2) Influencing people by ideology.
But nevertheless, I think that the more effective way was influencing simple people, citizens by the force of its ideology. Joachim Zweynert (2006) wrote that Soviet ideology rested on three pillars: on the belief that Marxism – Leninism offered a ‘true’ interpretation of social reality, on democratic centralism (the dictatorship of the CPSU), and on a centrally planned economy. People put enormous efforts for improving the position of the country thanks for great wish to prove to the whole world that the USSR was the super state with high level of economy. People worked with one enthusiasm about the fast light future, about democracy, and nobody thought that actually they lived in a totalitarian mode. As we know, the government influenced people through the literature, cinema, music, painting, newspapers, it means that the ideology was in all spheres of life and the Bolshevik party controlled the mass consciousness with it.
My grandmother Zhumagul(2008) told me that she was grown up in children’s home because her parents were died in the Great Patriotic War. And the post-war period was very difficult not only for her, but also for all Soviet Union. As Pozharov(2005) noticed, just as during the war, Russia faces a titanic challenge: to be or not to be. The national economy was in a bad plight, there was a strong shortage of the foodstuffs, money, labors. But despite these problems, people trusted in an idea of creation of the developed country and used the best efforts for achieving of this purpose. During summer vacations, even schoolgirls worked on fields and collected vegetables, fruits, it means that they also brought the contribution to restoration of agriculture of USSR.

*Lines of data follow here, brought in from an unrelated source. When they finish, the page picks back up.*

PR #6679, opened 2021-09-23
fix(types): make transformCommand public

wutv:

Since the method is static, and can be used for more than internal code, it should be classified as public. 


monbrey:
In theory, but it's not quite that simple. By making it public, we're no longer able to change or replace it in non-major version since it becomes a public-facing part of the library's interface.

suneettipirneni:
This was something that I wanted to utilize and expose in the proposed `type-utils` [module](https://github.com/discordjs/discord.js-modules/pull/57), however it's still not confirmed whether this will be a thing or not.

vladfrangu:
I agree with @monbrey here, might be better as a separate util package instead

Issue #6681, opened 2021-09-23
Bug: Resolving src/client/actions via filesystems breaks bundlers


alula:
### Issue description

Some "smart" person decided that resolving modules statically is too spammy and replaced it with code that scans filesystem at one point: https://github.com/discordjs/discord.js/pull/6102

Therefore using discord.js with bundlers like webpack breaks d.js completely and causes very unexpected behavior, since everything is actually bundled in a single .js file, `__dirname` points to current directory and modules the code is looking for do not actually exist on the filesystem:

```
  18:18:32.925  worker    ERROR    Whoops: Error: Cannot find module './.env.example'
    at webpackContextResolve (webpack://kyoko/./.yarn/cache/discord.js-npm-13.1.0-8440b31213-90f629be62.zip/node_modules/discord.js/src/client/actions/_sync_^\.\/.*$?:109:11)
    at webpackContext (webpack://kyoko/./.yarn/cache/discord.js-npm-13.1.0-8440b31213-90f629be62.zip/node_modules/discord.js/src/client/actions/_sync_^\.\/.*$?:104:11)
    at new ActionsManager (webpack://kyoko/./.yarn/cache/discord.js-npm-13.1.0-8440b31213-90f629be62.zip/node_modules/discord.js/src/client/actions/ActionsManager.js?:13:174)
    at new Client (webpack://kyoko/./.yarn/cache/discord.js-npm-13.1.0-8440b31213-90f629be62.zip/node_modules/discord.js/src/client/Client.js?:100:20)
    at MockMonitorClient.eval (webpack://kyoko/./src/worker/index.ts?:114:24)
    at MockMonitorClient.start (webpack://kyoko/./src/worker/index.ts?:61:85)
    at eval (webpack://kyoko/./src/worker/index.ts?:147:19)
    at eval (webpack://kyoko/./src/worker/index.ts?:148:3)
    at Object../src/worker/index.ts (/home/alula/workspace/kyoko/kyoko-v4/dist/worker.js:118:1)
    at __webpack_require__ (/home/alula/workspace/kyoko/kyoko-v4/dist/worker.js:6662:42) {
  code: 'MODULE_NOT_FOUND'
}
```

The bug can be very easily resolved by reverting #6102.

### Codesample

```typescript
Not applicable
```

### discord.js version

13.1.0

### Node.js version

16.10

### Operating system

Linux

### Priority this issue should have

Medium (should be fixed soon)

### Which partials do you have configured?

No Partials

[...]

PR #6102, opened 2021-07-12
refactor(ActionsManager): less complex code

xHyroM:
I've looked at the `ActionsManager.js` file, and saw that it was pretty impractical. So, here's my easier and way less complex version using `fs`.

**Status and versioning classification:**
- Code changes have been tested against the Discord API, or there are no code changes
- I know how to update typings and have done so, or typings don't need updating
- This PR changes the library's interface (methods or parameters added)

PR #6682, opened 2021-09-23
Revert #6102 (see #6681)

alula:

Revert changes made in pull request #6102, which causes bundlers like webpack to break (#6681).

### DIFF
--- a/src/client/actions/ActionsManager.js
+++ b/src/client/actions/ActionsManager.js
@@ -6,12 +6,49 @@ class ActionsManager {
   constructor(client) {
     this.client = client;
 
-    const files = fs.readdirSync(__dirname);
-
-    for (const file of files) {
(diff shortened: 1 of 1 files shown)


vladfrangu:
Why? We do not support webpack and have stopped supporting it ever since we removed browser support.

alula:
This is a pretty trivial change and Webpack isn't only used in browser environments.

alula:
actually for some context read from here: https://discord.com/channels/222078108977594368/682166281826598932/890684079186530364

alula:
The raised concern seems to be caused by "less maintainable code" and "often forgetting to export things". 
I proposed a slightly different approach - add tests that check if all modules in the directory are referenced properly - which also might seem help with similar issues in other parts of the library.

To conclude the two most appropriate decisions that helped the Soviet Union to solve their economic problems in agriculture and industry sphere is using the work of Gulag’s prisoners and the other by influencing people’s ideology. So, the first problem solving was more severe, because lot of innocent people was prisonned and they had to work hardly to survive. Nevertheless, the best way of solving the problem was influencing people by ideology, because it was more humane and profitable. But after the Stalin’s death in 1953 the USSR had different problem solving in economics.
Bernhard, M.(2007). Gulag: life and death inside the Soviet concentration camps. Journal of Cold War studies, 9(3), 191-195.
Liberman, Y.(1967). The Soviet economic reform. Foreign Affairs, 46(1), 53-63.
Pozharov, A.(2005). Military-Economic Victory and Its Lessons (On the 60th Anniversary of the Soviet Union’s Victory in the Great Patriotic War). Military Thought, 14(2), 158-168.
Shirokov, A.(2007). A history of Gulag. 1918-1958. Socioeconomic and political-legal aspects. Social Sciences, 38(4), 158-162.
Zhumagul grandmother’s story (2008).
Zweynert, J.(2006). Economic ideas and institutional change: evidence from soviet economic debates 1987–1991. Europe-Asia Studies, 58(2), 169-192.